WORK TO BE COMPLETED
Using the records below, find how many lines hold the word "little" and reply with only that number.

[Collected data entries]
PR #125, opened 2015-07-07
Update to make it work with the Jupyter notebook.

damianavila:
Some imports update and get rid of the profile concept and use a JUPYTER_CONFIG_DIR intead...

This should be merged after releasing the 3.x version, which should happen ASAP...


damianavila:
Time to merge this one...

PR #128, opened 2015-07-12
Mode transitions, LESS

bollwyvl:
Jumping between slide and notebook modes is a little jarring.

This adds some transitions, maybe too many, to the transition between the modes.

> screenshot

To achieve this, it needs a few things:
- the styles have to be loaded when modes change: this means the CSS has to be added prior to switching modes, and has to be there when you leave...
  - thus, the styles get added at extension setup time...
- to keep the styles from firing all the time against important elements like `#site`, the `body` is given a `rise-enabled` class, and all of the styles are conditional off being inside that
  - to do this, I have ported the CSS to LESS rather than putting `.rise-enabled` in front of every directive
- this also shortens the code some, as CSS not directly manipulated by reveal can be done in CSS

## tool creep
I hate tool creep as much as the next guy, but i think it makes sense in this case. LESS is a good choice because of the upstream (though with phosphor, i guess we'll have to start contending with stylus, too?). I've used `watch` to let us have live compiling without gulp/grunt.

Once the die is cast, however, things like bower may follow. even if the bower components still get checked in, they could be checked in on a `dist`-like folder so that we're not tracking all _n_000 reveal files.

### DIFF
--- a/livereveal/main.js
+++ b/livereveal/main.js
@@ -148,17 +148,17 @@ function setStartingSlide(selected) {
 
 
 function Revealer() {
+  $('body').addClass("rise-enabled");
   // Prepare the DOM to start the slideshow
-  $('div#header').hide();
-  $('div#site').css("height", "100%");
-  $('div#ipython-main-app').css("position", "static");
+  //$('div#header').hide();
+  //$('div#site').css("height", "100%");
+  //$('div#ipython-main-app').css("position", "static");
   $('div#notebook').addClass("reveal");
   $('div#notebook-container').addClass("slides");
 
   // Header
   $('head').prepend('<link rel="stylesheet" href=' + require.toUrl("./reveal.js/css/theme/simple.css") + ' id="theme" />');
   $('head').prepend('<link rel="stylesheet" href=' + require.toUrl("./reset_reveal.css") + ' id="revealcss" />');
-  $('head').append('<link rel="stylesheet" href=' + require.toUrl("./main.css") + ' id="maincss" />');
 
   // Tailer
   require(['./reveal.js/lib/js/head.min.js',
@@ -337,11 +337,9 @@ function buttonExit() {
 function Remover() {
   Reveal.configure({minScale: 1.0});
   Reveal.removeEventListeners();
+  $('body').removeClass("rise-enabled");
   $('div#site').css("height", "");
-  $('div#site').css('background-color','');
-  $("div#ipython-main-app").css("position", "");
-  $('div#header').show();
-  $('div#maintoolbar').show();
+  //$('div#maintoolbar').show();
   IPython.menubar._size_header();
 
   $('div#notebook').removeClass("reveal");
@@ -350,7 +348,6 @@ function Remover() {
   $('div#notebook-container').css('height','');
   $('div#notebook-container').css('zoom','');
 
-  $('#maincss').remove();
   $('#theme').remove();
   $('#revealcss').remove();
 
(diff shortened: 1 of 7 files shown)


damianavila:
This is really nice @bollwyvl 
Before, reviewing and merge this, I will tag a new "version": 3.x, so it get "somewhat freezed" and we can iterate on all these interesting changes.

I will give you a more detailed feedback on this PR soon. Thanks again for you work on this...

livereveal/main.js
```diff
@@ -367,7 +362,8 @@ function Remover() {
   }
 
   $('div#notebook-container').children('section').remove();
-  $('.end_space').appendTo('div#notebook-container');
+  $('.end_space').appendTo('div#notebook');
+  IPython.page.show_site();
```
damianavila: nice...

package.json
```diff
@@ -0,0 +1,18 @@
+{
+  "name": "fulminologist",
```
damianavila: nice name :stuck_out_tongue:

package.json
```diff
@@ -0,0 +1,18 @@
...
+  "version": "0.0.0",
+  "description": "",
```
damianavila: fill description...

package.json
```diff
@@ -0,0 +1,18 @@
...
+  "main": "index.js",
```
damianavila: `index.js`?

package.json
```diff
@@ -0,0 +1,18 @@
...
+  "scripts": {
+    "less": "PATH=./node_modules/.bin:$PATH lessc --autoprefix src/less/main.less livereveal/main.css",
```
damianavila: This need docs at the readme (well, we have to build a doc, but for the moment README is enough...

package.json
```diff
@@ -0,0 +1,18 @@
...
+    "watch-less": "./node_modules/.bin/watch 'npm run less' src/less"
+  },
+  "author": "",
```
damianavila: you!!

src/less/main.less
```diff
@@ -0,0 +1,190 @@
+@some-grey: #727272;
+@some-other-grey: #dfdfdf;
+
+.transition-all {
```
damianavila: you put `.transition-all` in a lot of places, can you explain me why? (I have a lot to learn about css yet!!)

src/less/main.less
```diff
@@ -0,0 +1,190 @@
...
+
+  #notebook-container {
+    .transition-all;
+    background-color: transparent;
+    box-shadow: none;
+    width: 100%;
+  }
+
+  .ctb_global_show {
+    .ctb_hideshow.ctb_show { display: none; }
```
damianavila: this seems to be not working, because if I enter the slideshow mode with the ctb active, I still see it...

damianavila:
This looks very nice, I left some comments...

package.json
bollwyvl: Opps!

package.json
bollwyvl: Just the default from `bower init`... will correct with other stuff.

src/less/main.less
bollwyvl: This is a mixin for making all properties transtionable. we can turn off particular ones if wanted.

docs:
https://developer.mozilla.org/en-US/docs/Web/CSS/transition-property

damianavila: Thanks!!

damianavila:
OK, I think this is good to go... let's merge it! Thanks you!

Now we need to continue with:
>Once the die is cast, however, things like bower may follow. even if the bower components still get checked in, they could be checked in on a dist-like folder so that we're not tracking all _n_000 reveal files.

:stuck_out_tongue_winking_eye:

PR #132, opened 2015-08-03
Don't explicitly supply config dir to enable extension

takluyver:
It was changing the config in the wrong directory - see jupyter/notebook#251 for details.

If people want to install with different config directories, they should set the JUPYTER_CONFIG_DIR environment variable. ConfigManager will respect this automatically, without you needing to do anything.

i.e. instead of `python setup.py install --jupyter-config-dir foo/`, get people to do:

    JUPYTER_CONFIG_DIR=foo/ python setup.py install

### DIFF
--- a/README.md
+++ b/README.md
@@ -10,7 +10,10 @@ To install this nbextension, simply run ``python setup.py install`` from the
 *RISE* repository.
 
 The setup script will respect your `JUPYTER_CONFIG_DIR` environment variable to
-enable the extension.
+enable the extension. So to enable the extension for a non-default config
+directory, run:
+
+    JUPYTER_CONFIG_DIR=path/to/config/ python setup.py install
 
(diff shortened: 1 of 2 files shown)


damianavila:
LGTM, can you add the info to the README? (I have updated just now with other things, so you probably need to pull again before making any changes :wink:)

takluyver:
Done.

damianavila:
Can I be a little annoying and ask you to add `JUPYTER_CONFIG_DIR=foo/ python setup.py install` to the README? Some people using the extension maybe does not know how setup.py "respect" an env variable... I know for other could be trivial, but I also know some people will not understand this with an explicit command... Thanks!

takluyver:
You can - there you go :-)

damianavila:
Thanks!

PR #156, opened 2015-10-11
Alternative configuration method using notebook metadata

fcremo:


livereveal/main.js
```diff
@@ -32,7 +30,15 @@ var config = new configmod.ConfigWithDefaults(config_section, {
     slideNumber: true,
     start_slideshow_at: 'beginning',
     scroll: false,
-});
+};
+
+if(Jupyter.notebook.metadata.livereveal != undefined){
```
damianavila: I prefer to keep `IPython` for now (to keep consistency) and use `!==`

```javascript
if (IPython.notebook.metadata.livereveal !== undefined) {
```

livereveal/main.js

SOLUTION FOR THIS PROBLEM
2